First, conda is a part of the Anaconda Python distribution, an free and open-source project also by Continuum. I've found no reference online about using conda with a more traditional Python setup, it was briefly mentioned at SciPy that conda should be usable without Anaconda installed. While you can in fact download conda from PyPI without using Anaconda, I wasn't able to get it fully operational without it. I fixed several small issues that was preventing it from working on my system, and got it to the point that I could install packages from Continuum's repositories - but I was unable to create an environment through which to test them. Seeing that it's not being actively advertised to the greater Python community, I'm thinking that they aren't quite ready for it to be used outside Anaconda yet - still, I appreciate their making the package available on PyPI.

Package Management

Once you have Anaconda installed, installing packages with conda is simple, and much like using pip (to which you're likely accustomed). For example, to install matplotlib into the default Anaconda environment, run:

conda install numpy

Where it differs from pip is when it comes to installing multiple versions of the same packages in the same environment. Say, for instance, the above command installed matplotlib 1.2, as it does as of this writing - but I have some code that runs on matplotlib 1.1. Using the traditional tools in Python, I'd need to create a new virtualenv, download and install all of the other tools I needed, then install that version of matplotlib. In conda, it's a matter of::

conda install matplotlib=1.1

Conda will prompt you, and the deactivate matplotlib 1.2 on your system and put 1.1 in it's place - leaving the rest of the environment untouched. Further, conda knows if there are packages installed that this change would break, and will prompt you to change the versions of those as well. Pretty slick stuff.

Another nice feature is that Continuum split their repositories by license. If you're working on a commercial software package and cannot use GPL-licensed code, all you need to do is comment out the line in your ~/.condarc file that points to that repository, and you can be reasonably certain that what you're downloading is OK for commercial use. There are separate repositories for "free", GPL, "Pro", and development packages. While this strictly speaking a feature of Continuum's repo structure and not of conda, it's very nice.

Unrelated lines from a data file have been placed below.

PR #853, opened 2026-03-17
[NFC][AIEX] Use explicit case labels instead of default in fifo_st switch

mludevid:


martien-de-jong (approved):
Beyond a shadow of doubt.

PR #854, opened 2026-03-17
Remove loops from aie2ps upd headers

F-Stuckmann:
Revert Loop Unrolling whitelist in favor of removing the loops in the aie2ps headers.

### DIFF
--- a/llvm/lib/Target/AIE/AIEBaseTargetTransformInfo.cpp
+++ b/llvm/lib/Target/AIE/AIEBaseTargetTransformInfo.cpp
@@ -185,12 +185,9 @@ void AIETTICommon::adjustUnrollingPreferences(Loop *L, ScalarEvolution &SE,
   }
 }
 
-static bool isVectorReshuffleLoop(const Loop *L);
-
 void AIETTICommon::applyLoopIdiomUnrolling(
     Loop *L, TTI::UnrollingPreferences &UP) const {
-  if (isScalarizedVectorOpIdiomLoop(L) || isScalarLoop(L) ||
-      isVectorReshuffleLoop(L)) {
+  if (isScalarizedVectorOpIdiomLoop(L) || isScalarLoop(L)) {
     UP.Threshold = LoopIdiomUnrollingThreshold;
   } else if (UnrollOnlyLoopsWithPragma && !AIELoopUtils::hasUnrollPragma(L)) {
     UP.Threshold = 0;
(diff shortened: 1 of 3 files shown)


llvm/lib/Target/AIE/AIEBaseTargetTransformInfo.cpp
```diff
@@ -252,48 +254,94 @@ bool AIETTICommon::isScalarizedVectorOpIdiomLoop(const Loop *L) const {
   return IsVectorLoopIdiom;
 }
 
+// Return true when V will become a compile-time constant once the loop
+// is fully unrolled. That is the case when V is either:
+//   - loop-invariant (already constant across iterations), or
+//   - an affine recurrence {start,+,step} in L (each unrolled iteration
```
SagarMaheshwari99: Do we need to restrict to affine recurrences? The add recurrence could be of any degree no?

llvm/lib/Target/AIE/AIEBaseTargetTransformInfo.cpp
```diff
@@ -252,48 +254,94 @@ bool AIETTICommon::isScalarizedVectorOpIdiomLoop(const Loop *L) const {
...
+// vector) are SCEVUnknown and correctly rejected.
+static bool isConstantAfterUnroll(const Value *V, const Loop *L,
+                                  ScalarEvolution &SE) {
+  const SCEV *S = SE.getSCEV(const_cast<Value *>(V));
+  if (isa<SCEVCouldNotCompute>(S))
+    return false;
+  if (SE.isLoopInvariant(S, L))
+    return true;
+  const auto *AR = dyn_cast<SCEVAddRecExpr>(S);
+  return AR && AR->isAffine() && AR->getLoop() == L;
```
SagarMaheshwari99: to make it broad : remove `AR->isAffine()` check.

llvm/lib/Target/AIE/AIEBaseTargetTransformInfo.cpp
```diff
@@ -252,48 +254,94 @@ bool AIETTICommon::isScalarizedVectorOpIdiomLoop(const Loop *L) const {
...
+}
+
+/// Return true when \p Ins inserts a value that was extracted from
+/// another vector, possibly through a bitcast.
+static bool isExtractInsertPair(const InsertElementInst *Ins) {
+  const Value *Val = Ins->getOperand(1);
+  if (const auto *BC = dyn_cast<BitCastInst>(Val))
```
SagarMaheshwari99: this peels exactly one bitcast.. it might be rare.. but if we have consecutive bitcasts.. the other ones would still remain. 

Maybe we should replace `if` with `while`.

llvm/lib/Target/AIE/AIEBaseTargetTransformInfo.cpp
```diff
@@ -252,48 +254,94 @@ bool AIETTICommon::isScalarizedVectorOpIdiomLoop(const Loop *L) const {
...
+  return isa<ExtractElementInst>(Val);
+}
+
+/// Return true when the instruction is zero-cost integer scaffolding:
+/// index arithmetic, comparisons, or casts that disappear after
+/// constant-folding the unrolled iterations.
+static bool isIntegerScaffolding(const Instruction &I) {
+  if (isa<ICmpInst>(I))
+    return true;
+  if (isa<BitCastInst>(I))
```
SagarMaheshwari99: We can get rid of this bitcast.. since we have a more tighter condition on line 295.

llvm/lib/Target/AIE/AIEBaseTargetTransformInfo.cpp
```diff
@@ -252,48 +254,94 @@ bool AIETTICommon::isScalarizedVectorOpIdiomLoop(const Loop *L) const {
...
       continue;
     }
-    if (isa<BinaryOperator>(I) && I.getType()->isIntegerTy())
-      continue;
-    if (isa<ICmpInst>(I))
-      continue;
-    if (isa<BitCastInst>(I))
-      continue;
-    if (isa<CastInst>(I) && I.getType()->isIntegerTy())
+
```
SagarMaheshwari99: Can we also add a scalar select?

llvm/test/CodeGen/AIE/opt/unroll_reshuffle_counterexample.ll
```diff
@@ -0,0 +1,72 @@
+; NOTE: Assertions have been autogenerated by utils/update_test_checks.py UTC_ARGS: --version 5
+
+; This file is licensed under the Apache License v2.0 with LLVM Exceptions.
+; See https://llvm.org/LICENSE.txt for license information.
+; SPDX-License-Identifier: Apache-2.0 WITH LLVM-exception
+;
+; (c) Copyright 2026 Advanced Micro Devices, Inc. or its affiliates
+
+; RUN: opt -S -mtriple=aie2p -passes=loop-unroll %s -o - | FileCheck %s
+
```
SagarMaheshwari99: also for aie2ps..

llvm/lib/Target/AIE/AIEBaseTargetTransformInfo.cpp
```diff
@@ -252,48 +254,94 @@ bool AIETTICommon::isScalarizedVectorOpIdiomLoop(const Loop *L) const {
...
+    // Integer scaffolding (index math, comparisons, casts): allowed.
+    if (isIntegerScaffolding(I))
```
martien-de-jong: I would maintain a counter. My hunch is that this is just to accommodate the update and test of the loop counter.

F-Stuckmann:
We should not update our unrolling decisions but instead fix the headers that provide the loops instead of extracts/concats.
I reverted the unrolling logic update and fixed the headers instead.

SagarMaheshwari99:
Maybe remove NFC from the second commit message? Since semantically they may be equivalent.. but functionally there is still a change... (in the test).

SagarMaheshwari99 (approved):

PR #855, opened 2026-03-18
[AIE2PS][NFC] Fix upd_ext headers

F-Stuckmann:
Add missing breaks in switch statements.

As a nice side effect we also remove unnecessary branches from the IR :)


abnikant (approved):
LGTM!

PR #857, opened 2026-03-18
[AIEX][NFC] Add Verifier for Setup and Jump distance constraints to LoopEnd

khallouh:
Our verifier before this only checked region alignments. This checks also other byte distance constraints handled by the machine alignment pass.

### DIFF
--- a/llvm/lib/Target/AIE/AIEMachineAlignment.cpp
+++ b/llvm/lib/Target/AIE/AIEMachineAlignment.cpp
@@ -11,9 +11,12 @@
 #include "AIEMachineAlignment.h"
 #include "AIE.h"
 #include "AIEBundle.h"
+#include "Utils/AIELoopUtils.h"
 #include "Utils/AIEMachineBasicBlockUtils.h"
+#include "llvm/ADT/DenseMap.h"
 #include "llvm/CodeGen/MachineBasicBlock.h"
 #include "llvm/CodeGen/MachineInstrBuilder.h"
+#include "llvm/Support/Debug.h"
 
 using namespace llvm;
 using namespace AIEMachineBasicBlockUtils;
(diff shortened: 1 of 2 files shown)


llvm/lib/Target/AIE/AIEMachineAlignment.cpp
```diff
@@ -247,6 +250,115 @@ void verifyAlignment(MachineFunction &MF) {
...
+  for (MachineBasicBlock &MBB : MF) {
+    if (!TII.isZOLBody(MBB))
+      continue;
+    MachineBasicBlock *Preheader =
+        AIELoopUtils::getDedicatedFallThroughPreheader(MBB);
+    if (!Preheader)
+      continue;
+
+    auto LastInstr = MBB.getLastNonDebugInstr();
+    if (LastInstr == MBB.end())
```
katerynamuts, line 285: nit: I think this check is redundant in the case of ZOLs because `isZOLBody` already verifies that the last non-debug instruction is a `LEND`

llvm/lib/Target/AIE/AIEMachineAlignment.cpp
```diff
@@ -247,6 +250,115 @@ void verifyAlignment(MachineFunction &MF) {
...
+          continue;
+        unsigned BytesToLastJumpStart = 0;
+        bool FoundJump = false;
+        unsigned CurrentOffset = 0;
+        for (auto MI = OtherMBB.begin(), E = OtherMBB.end(); MI != E; ++MI) {
+          if (MI->isBundle() && TII.isJumpBundle(MI)) {
+            unsigned JumpPC = MBBStartOffset[&OtherMBB] + CurrentOffset;
+            if (JumpPC < LoopEndPC) {
+              FoundJump = true;
+              BytesToLastJumpStart = CurrentOffset;
```
katerynamuts, line 341: nit: maybe call it `BytesToClosestJumpStart` instead of `BytesToLastJumpStart` to make it more clear.

katerynamuts (approved):
LGTM

PR #859, opened 2026-03-19
Cleanup and remove unnecessary header files from our toolchain distribution

konstantinschwarz:


clang/cmake/caches/Peano-AIE.cmake
```diff
@@ -49,7 +49,11 @@ set(LLVM_TOOLCHAIN_TOOLS
 set(_llvm_distribution_components
   clang
   lld
-  clang-resource-headers
+  core-resource-headers
+  aiev2-resource-headers
```
mludevid, line 53: Q: Did you intend to not install the AIE1 headers by default?

mludevid (approved):
LGTM.

clang/cmake/caches/Peano-AIE.cmake
konstantinschwarz: Yes, we weren't installing the aie1 builtins and runtimes before, so I left out the headers as well.
The libraries are still enabled in Peano-AIE-runtime-libraries.cmake, so we get build coverage, just not installing them into the distribution

PR #860, opened 2026-03-20
[AIEX] Fix RegionEndEdges DAG mutator to lower hwloop setup latency and padd the setup instruction instead 

khallouh:
I ran full mllib suite on aie2p, PM size improvements across the board up to 80 bytes per kernel and some Compute Cycle Count impovements up to 1.9% on PADD2D and PADD3D.
image

image

### DIFF
--- a/llvm/lib/Target/AIE/AIEBaseInstrInfo.cpp
+++ b/llvm/lib/Target/AIE/AIEBaseInstrInfo.cpp
@@ -431,8 +431,12 @@ AIEBaseInstrInfo::getPostZOLRegionSizeInfo(MachineBasicBlock &MBB) const {
     if (MI.isDebugInstr())
       continue;
 
-    if (isZOLSetupBundle(&MI) && isLastZOLSetupBundleInMBB(&MI))
+    // We iterate backwards so this is the last setup bundle in the block.
+    if (isZOLSetupBundle(&MI)) {
+      BundleCount++;
+      Size += getAIEMachineBundleSize(MI);
       break;
+    }
 
     if (MI.isBundle())
       BundleCount++;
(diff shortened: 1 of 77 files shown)


llvm/lib/Target/AIE/AIEBaseInstrInfo.cpp
```diff
@@ -431,8 +431,11 @@ AIEBaseInstrInfo::getPostZOLRegionSizeInfo(MachineBasicBlock &MBB) const {
     if (MI.isDebugInstr())
       continue;
 
-    if (isZOLSetupBundle(&MI) && isLastZOLSetupBundleInMBB(&MI))
+    if (isZOLSetupBundle(&MI) && isLastZOLSetupBundleInMBB(&MI)) {
```
martien-de-jong: This looks silly. We iterate backwards. The first ZOLSetupBundle that we see is the last in the block.

llvm/lib/Target/AIE/AIEBaseInstrInfo.cpp
```diff
@@ -431,8 +431,11 @@ AIEBaseInstrInfo::getPostZOLRegionSizeInfo(MachineBasicBlock &MBB) const {
...
+      BundleCount++;
+      Size += getAIEMachineBundleSize(MI);
```
martien-de-jong, line 437: This interprets the entire bundle in which the setup instruction sits as contributing to bytes 'after' it. That sounds strange to me, and I hope we have evidence that it works for any alignment and any size of that bundle.

khallouh:
Note: to clear any confusion, the distance (in all targets including AIE2PS) is to be ensured to the end_of_loop which in the core model refers to the last instruction in the loop, which is not the PseudoLoopEnd in Peano which comes after.

llvm/lib/Target/AIE/AIEBaseInstrInfo.cpp
khallouh: I see but the hardware doesn't care where the actual setup sits inside the bundle. The evidence is a software stall rule in the architecture description, which I'll share privately.

llvm/lib/Target/AIE/AIEBaseInstrInfo.cpp
khallouh: Right, I was also confused when I saw this but forgot to clean it up. I'll update.

martien-de-jong (approved):
LGTM

PR #861, opened 2026-03-20
[AIEX][NFC] clarify MinTripCount==1 overload

F-Stuckmann:
Allow HW loops when MinTripCount ==1.

### DIFF
--- a/llvm/lib/Target/AIE/AIEBaseTargetTransformInfo.cpp
+++ b/llvm/lib/Target/AIE/AIEBaseTargetTransformInfo.cpp
@@ -35,6 +35,12 @@ static cl::opt<bool>
                 cl::desc("Enable true zero overhead hardware loops on AIE"),
                 cl::init(true), cl::Hidden);
 
+/// We currently override MinIterCountHLReject == 1 to
+/// a) remove loop guards and
+/// b) disable HW loop generation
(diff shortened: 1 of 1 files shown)


konstantinschwarz (changes requested):
I agree with this change.
However, we used the Min Tripcount == 1 as a poor hack to disable hardware loop generation. This was necessary to control code bloat in very size constrained loops.

We should have a separate pragma to disable hardware loops. Until then, we should not merge this change. Setting to Request changes to avoid accidentally merging this PR

F-Stuckmann:
I changed the PR to only add a comment explaining our `MinIterCountHLReject = 1` choice

andcarminati (approved):
LGTM.

llvm/lib/Target/AIE/AIEBaseTargetTransformInfo.cpp
```diff
@@ -35,6 +35,12 @@ static cl::opt<bool>
                 cl::desc("Enable true zero overhead hardware loops on AIE"),
                 cl::init(true), cl::Hidden);
 
+/// We currently override MinIterCountHLReject == 1 to
```
martien-de-jong, line 38: nit: overload?

konstantinschwarz (approved):

PR #871, opened 2026-03-26
[AIEX] fix reallocation bug in WAW Rewriter

F-Stuckmann:
Indentation bug. Clarified with early continue.

### DIFF
--- a/llvm/lib/Target/AIE/AIEWawRegRewriter.cpp
+++ b/llvm/lib/Target/AIE/AIEWawRegRewriter.cpp
@@ -373,9 +373,11 @@ bool AIEWawRegRewriter::reAllocate(OriginalAllocation &Candidates,
   BitVector UsedUnits(TRI->getNumRegUnits());
   for (auto &[MO, Org] : Candidates) {
     auto VReg = MO->getReg();
-    if (!replaceReg(VReg, Registers, UsedUnits))
-      LLVM_DEBUG(dbgs() << "Renaming " << printReg(VReg, TRI, 0, MRI)
-                        << " failed\n");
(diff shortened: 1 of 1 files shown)


llvm/lib/Target/AIE/AIEWawRegRewriter.cpp
```diff
@@ -362,9 +362,11 @@ bool AIEWawRegRewriter::reAllocate(OriginalAllocation &Candidates,
   BitVector UsedUnits(TRI->getNumRegUnits());
   for (auto &[MO, Org] : Candidates) {
     auto VReg = MO->getReg();
-    if (!replaceReg(VReg, Registers, UsedUnits))
-      LLVM_DEBUG(dbgs() << "Renaming " << printReg(VReg, TRI, 0, MRI)
-                        << " failed\n");
+    if (replaceReg(VReg, Registers, UsedUnits))
+      continue;
```
martien-de-jong, line 377: Since no tests change, I think we don't test this path.

F-Stuckmann: yeah that is concerning! lets see if I can llvm-reduce a unit-test

konstantinschwarz:
Were you able to find a test case for this bug? In any case, I think we should get this merged

F-Stuckmann:
I was not able to generate a test case that executes the code path.

llvm/lib/Target/AIE/AIEWawRegRewriter.cpp
F-Stuckmann: the codepath is obfuscated and i wasn't able to find a unit-test.

andcarminati (approved):

PR #1509, opened 2016-06-29
Fix uri without scheme fallback

Tobion:
Fixes guzzle/psr7#102

When URI has no scheme use http by default.

curl usually also uses http when no scheme is given. see https://curl.haxx.se/libcurl/c/CURLOPT_URL.html
but curl requires network-path URIs without a scheme to not start with 2 starting slashes which is actually wrong (probably done for user-friendliness, so called suffix references, see https://tools.ietf.org/html/rfc3986#section-4.5). so the fixes in psr7 1.3.1 actually broke curl handler for URIs without scheme. we solve this problem by applying the http default scheme to the URI beforehand. this also ensures that the stream handler works the same way. fopen() requires a scheme and has no fallback logic. so there was an inconsistency.

### DIFF
--- a/composer.json
+++ b/composer.json
@@ -13,14 +13,14 @@
         }
     ],
     "require": {
-        "php": ">=5.5.0",
-        "guzzlehttp/psr7": "~1.1",
-        "guzzlehttp/promises": "~1.0"
+        "php": ">=5.5",
+        "guzzlehttp/psr7": "^1.3.1",
+        "guzzlehttp/promises": "^1.0"
     },
     "require-dev": {
         "ext-curl": "*",
-        "phpunit/phpunit": "~4.0",
-        "psr/log": "~1.0"
+        "phpunit/phpunit": "^4.0",
+        "psr/log": "^1.0"
     },
     "autoload": {
         "files": ["src/functions_include.php"],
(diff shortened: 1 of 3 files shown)


Tobion:
Will fix tests. Tests failing because of old PHP version parse_url bugs: https://3v4l.org/V2AGL#version=5.5.21

mtdowling:
`InvalidArgumentException: Unable to parse URI: //127.0.0.1:8585/test`: For this error, what about updating the PSR7 library to detect that the URI has no scheme, add a scheme of http so that it parses correctly, then remove the scheme when returning the URI object? Would that be possible?

Tobion:
Yes that could work. The problem is that this only handles one of the parse_url bugs, see https://bugs.php.net/search.php?cmd=display&search_for=parse_url&x=0&y=0
And this bug was actually fixed in never versions. So IMO we either live with the bugs (which are usually only for rather uncommon URIs), or we can implement our URI parser (which is rather simple as the RFC 3986 already provides a regex for that). Or somebody with C skills could finally fix the PHP parse_url implementation.

Tobion:
@mtdowling fixed tests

Finally, conda packages aren't terribly difficult to create. Best yet, they aren't limited to being native Python code - you could, for instance, create a conda package that installed Node.js, npm, and the LessCSS interpreter.

Wrangling Environments

Conda also serves in the role traditionally occupied by virtualenv and virtualenvwrapper. To make a new Anaconda environment with Numpy 1.7 installed::

conda create -n np1.7 anaconda numpy=1.7

This will net you a long list of packages to install - all of Anaconda, plus Numpy 1.7. To activate the environment::

source activate np1.7

This is reminiscent of virtualenv's syntax, with a couple of exceptions. First, the activate executable is on the system path (assuming you installed Anaconda according to the instructions) - you don't have to give a path to it. Second, the environment's name is specified, because conda is using centralized environment management. There are stored in <Anaconda Root>/envs/, if you're curious.

Repositories

The last thing I'd like to touch on is repository creation for conda. This isn't something that PyPI is terribly bad at, but there are tools that make it very easy to set up and host your own repos in conda. Bin* (pronounced "Binstar") is still in Beta, but looks to be just the ticket. A few commands, and your custom packages are uploaded to your Bin* repository, ready for download by anyone (free) or as part of a private repo (presumably, for a fee).

Reproducibility

Finally, a note on reproducibilty. I began this review of tools looking for a way to create a full Python environment - binary linkings included - in a single format. Wakari, another Continuum product, is apparently using conda to package up ipython notebook environments. I've not found a way to use this package on my local machine, but the compression algorithm (bzip) and the format of the metadata files aligns with that of conda. Seeing that they are both Continuum products, I think it's safe to say that conda either supports creating packages for distribution, or that Wakari's system for creating them relies heavily on conda.